Pendant la dernière campagne des élections régionales, j’ai écrit,  ici, ce que je pensais du soutien apporté par Didier Codorniou au Président sortant Georges Frêche. Un soutien qu’il a payé, avec quelques uns de ses amis, d’une exclusion du parti socialiste. Aujourd’hui, on lui demande, la main sur le cœur, de le réintégrer. Ce qui entraînerait conséquemment l’arrêt brutal de ses ambitions parlementaires. Une ficelle un peu grosse en effet. Mais là n’est pas le plus important à mon goût. Ce qui, au-delà de nos relations amicales, me le rend cette fois ci humainement et psychologiquement plus proche, s’apparente à un certain sens de la dignité. Fidèle et constant dans ses prises de positions pro-frêchistes, il éclaire, par ses déclarations de ce matin dans la presse locale, la duplicité de ses propres amis politiques locaux : « …bien entendu que je reviendrai un jour dans la famille socialiste, sauf que c’est moi qui déciderai du moment. Car je ne veux plus être dépendant du parti comme j’ai pu l’être ».On retrouve en cette circonstance le « petit prince de l’Ovalie » qu’il fut. Suerte, Didier !

 

L’affaire des goudronneurs de Narbonne.

 

1435-F10

Après un directeur d’OPHLM s’indignant dans la presse locale d’un travail de sape qu’orchestreraient certains de ses collaborateurs malveillants, voilà que des employés du centre technique municipal de Narbonne manifestent aussi leur colère, par la même voie médiatique, au motif que deux de leurs collègues goudronneurs ont été mis en garde à vue pour cause de « travail au noir ». Ce qui, pour le porte parole, scandalisé, de ces « malheureux fonctionnaires territoriaux » serait  d’usage courant et moralement légitime. Et toléré, puisqu’il semblerait, à son dire, qu’une enquête aurait été diligentée en interne par la municipalité, et « qu’il n’y aurait eu aucune sanction » ! Résumons donc :  le travail au noir serait pratiqué par des employés municipaux en pleine connaissance du maire et de ses services . Circulez ! Il n’y a rien à voir, nous disent aujourd’hui les premiers. Le silence, pour l’heure en tout cas, régnant chez les seconds. La presse locale, quant à elle, prudente et réservée, comme d’habitude, assurant le minimum syndical (chut !!!). On imagine d’ici ses titres et ses chroniques si cette rocambolesque et pathétique affaire des goudronneurs de Narbonne avait éclaté sous l’ancienne municipalité. Mais bon ! la presse est libre, n’est-ce pas ? Restent les Pandores locaux pour l’éclairer. En espérant que nos malheureux lampistes ne porteront pas seuls le chapeau …

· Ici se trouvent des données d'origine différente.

PR #745, opened 2022-03-09
denylist: skip multipath.partition on ppc64le

miabbott:
This test has been rather consistently failing since the latest RHEL
8.4.z update.


miabbott:
/hold

Not sure if we want to use this hammer yet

Un sanglier dans les allées du G20!

Ceci est un fait divers authentique, et toute ressemblance avec des personnages ou des événements existants ou ayant existé ces jours derniers à Cannes, au G 20, ne serait pas une coïncidence fortuite. Jugez en :

« C’est un bien curieux client qui est venu mercredi après-midi flâner entre les allées du Super U de Mordelles. Mais ce fut un petit tour de deux minutes simplement. Un sanglier d’environ 90 kilos est entré à pleine vitesse tête baissée par la porte principale du magasin, avant d’en sortir par une porte sur le côté. Il n’a pas eu le temps de remplir son panier, mais a réussi à briser deux vitres, avant de prendre la fuite, et rejoindre la campagne avoisinante…Le 4 janvier dernier, dans le même secteur géographique, un autre rodéo cochonesque avait eu lieu. Trois bêtes à poils s’étaient introduites dans un salon de coiffure à Bruz (sud de Rennes). A défaut de se faire shampouiner, les sangliers avaient causé de gros dégâts, brisant des présentoirs. »

La chasse est ouverte !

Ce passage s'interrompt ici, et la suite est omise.